You have to look at it from a developers prospective. They can only build and sell so many units in the region at once. There are only so many buyers in the market at once, and there are only so many construction workers available to build them at once. Even without building high rises in Surrey, the concrete Condo inventory in the region has been pretty high recently.
So you are the developer and you have land in Burnaby and in Surrey. You can only finance constructing one high rise at a time (and you don't have enough friends in construction to get enough workers for 2 sites without paying more than market rates for labor). The price of the land for your tower really isn't that different, maybe a few million tops. But the cost of building your 30 floor tower is the exact same, whether you build it downtown Vancouver or Abbotsford. And that is the most expensive portion. So at the end of the day, building in Burnaby or in Surrey costs almost the same. But, Burnaby is closer to Vancouver. The commutes (driving or Skytrain) are half. People are willing to pay more to live there. Each unit sells for more than the difference in cost to you, so your margins are better on the Burnaby building. So the Burnaby project generates way more profit.

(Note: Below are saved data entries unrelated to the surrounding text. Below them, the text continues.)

PR #583, opened 2021-04-30
000/downcase algorithm

zeos90:


pitbulk:
The algorithm issue was fixed in the latest release:
https://github.com/onelogin/ruby-saml/commit/fba4ed018e1010f7570d39d3f927adaf24a6a689

but is missed on master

Which one are you going to build?
Concrete tower condo buyers aren't the only buyers around. So developers also build low rise condos, townhomes, rowhomes, duplexes, and SFH. But for these, the price of land comes more into play. To keep sale prices low and attractive, you build a lot of these out in the suburbs. But Surrey zoning is keeping that from happening at Central City, keeping it for future towers.
So that is why there is a bit of a hole near City Center. The space is saved for when inventory dries up NoF and suddenly buying a Condo in Whalley is as close as you can get to a Skytrain station (which is starting to happen). In the meantime, developers have been building like crazy to the east. So you get a bit of a lull in density.
If there is a problem in Surrey, it is that city council is treating what little land there is near Skytrain like it is a scarce resource. So the zoning is holding out for the biggest of the big developments; no space to waste on infill. If we had more stations, we could be a little more lax in our zoning and allow more mixed density in the area (places that are more affordable).